Black Eyed Dog is the music alias of Fabio Parrinello, a 30 year old songwriter who was born in Varese, northern Italy, travelled around the globe and now lives in Palermo, Sicily.

Black Eyed Dogs's debut album "Love Is A Dog From Hell" (Ghost Records/Audioglobe) was recorded at Ghost Record Studio in Varese and La Sauna in Varano Borghi and was mastered at Noise Studio in Miami, Fl (U.S.A.), by Kramer (Galaxie 500, Yo La Tengo, Low). Fabio is a crooner and his deep and warm voice gives his songs a melancholic feeling and you can easily relate to his lyrics about love and long lost feelings.

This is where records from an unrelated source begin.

PR #1343, opened 2026-01-12
Fix off-by-one in `OrderedRingBuffer.count_covered` and add consistency test

malteschaaf:
### Summary

This PR fixes a subtle off-by-one issue in the `OrderedRingBuffer.count_covered` method and adds a test to ensure window count consistency in `MovingWindow`.  

### Changes

1. **Fix `count_covered` calculation**  
   - Switched from floating-point division to integer `timedelta` division (`timedelta // timedelta`).  
   - This eliminates rounding errors in sample count calculations and ensures accurate coverage for all window sizes and sampling periods.

2. **Add `test_moving_window_length`**  
   - New test verifies that the moving window length is consistent without resampling.  
   - Confirms that the count of covered samples matches the expected window capacity.  
   - Helps prevent regressions related to off-by-one errors in the future.

### Motivation

Floating-point division could produce off-by-one errors for certain window sizes and sampling periods, causing `count_covered` to be inaccurate. Switching to integer-based `timedelta` division ensures deterministic and exact counts. The new test provides coverage to catch similar issues.

### DIFF
--- a/RELEASE_NOTES.md
+++ b/RELEASE_NOTES.md
@@ -14,4 +14,4 @@
 
 ## Bug Fixes
 
-<!-- Here goes notable bug fixes that are worth a special mention or explanation -->
+- Fixed an off-by-one calculation in `OrderedRingBuffer.count_covered` by switching to integer timedelta division, ensuring accurate sample counting for all window sizes and sampling periods.
--- a/RELEASE_NOTES.md
+++ b/RELEASE_NOTES.md
@@ -1,5 +1,17 @@
 # Frequenz Python SDK Release Notes
 
-## Bug fixes
+## Summary
 
-- `FormulaEngine` and `FormulaEngine3Phase` are now type aliases to `Formula` and `Formula3Phase`, fixing a typing issue introduced in `v1.0.0-rc2202`.
+<!-- Here goes a general summary of what this release is about -->
+
+## Upgrading
+
+<!-- Here goes notes on how to upgrade from previous versions, including deprecations and what they should be replaced with -->
+
+## New Features
+
+<!-- Here goes the main new features and examples or instructions on how to use them -->
+
+## Bug Fixes
+
+<!-- Here goes notable bug fixes that are worth a special mention or explanation -->
--- a/pyproject.toml
+++ b/pyproject.toml
@@ -30,7 +30,7 @@ dependencies = [
   # changing the version
   # (plugins.mkdocstrings.handlers.python.import)
   "frequenz-client-microgrid >= 0.18.1, < 0.19.0",
-  "frequenz-microgrid-component-graph >= 0.3.2, < 0.4",
+  "frequenz-microgrid-component-graph >= 0.3.2, < 0.3.4",
   "frequenz-client-common >= 0.3.6, < 0.4.0",
   "frequenz-channels >= 1.6.1, < 2.0.0",
   "frequenz-quantities[marshmallow] >= 1.0.0, < 2.0.0",
--- a/src/frequenz/sdk/timeseries/_ringbuffer/buffer.py
+++ b/src/frequenz/sdk/timeseries/_ringbuffer/buffer.py
@@ -705,10 +705,7 @@ class OrderedRingBuffer(Generic[FloatArray]):
             The count of samples between the oldest and newest (inclusive) valid samples
                 or 0 if there are is no time range covered.
         """
-        return int(
-            self._covered_time_range(since, until).total_seconds()
-            // self._sampling_period.total_seconds()
-        )
+        return self._covered_time_range(since, until) // self._sampling_period
 
     def count_valid(
         self, *, since: datetime | None = None, until: datetime | None = None
--- a/tests/timeseries/test_moving_window.py
+++ b/tests/timeseries/test_moving_window.py
@@ -560,6 +560,33 @@ async def test_resampling_window(fake_time: time_machine.Coordinates) -> None:
             assert 4.9 < value < 5.1
 
 
+async def test_moving_window_length(fake_time: time_machine.Coordinates) -> None:
+    """Test moving window length without resampling."""
+    channel = Broadcast[Sample[Quantity]](name="net_power")
+    sender = channel.new_sender()
+
+    window_size = timedelta(seconds=1)
+    input_sampling = timedelta(seconds=0.1)
+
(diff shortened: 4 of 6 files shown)


cwasicki (dismissed):

src/frequenz/sdk/timeseries/_ringbuffer/buffer.py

Black Eyed Dog’s second album “Rhaianuledada (Songs To Sissy)”, due to be released on January 22nd 2009 is a major leap forward musically, in a progression that is surprising and unique. Whereas his debut album “Love Is A Dog From Hell” was a sparse and stripped-down album, which allowed plenty of space for Fabio Parrinello to show off what fantastic condition his voice is in, “Rhaianuledada (Songs To Sissy)” sees Parrinello coming into his own as a songwriter, with songs that are as instantly accessible as they are brimming with love and brooding intensity.

“Rhaianuledada (Songs To Sissy)” gained a great attention of the international specialized media, such as Les Inrockuptibles in France and Lost at E Minor in the US.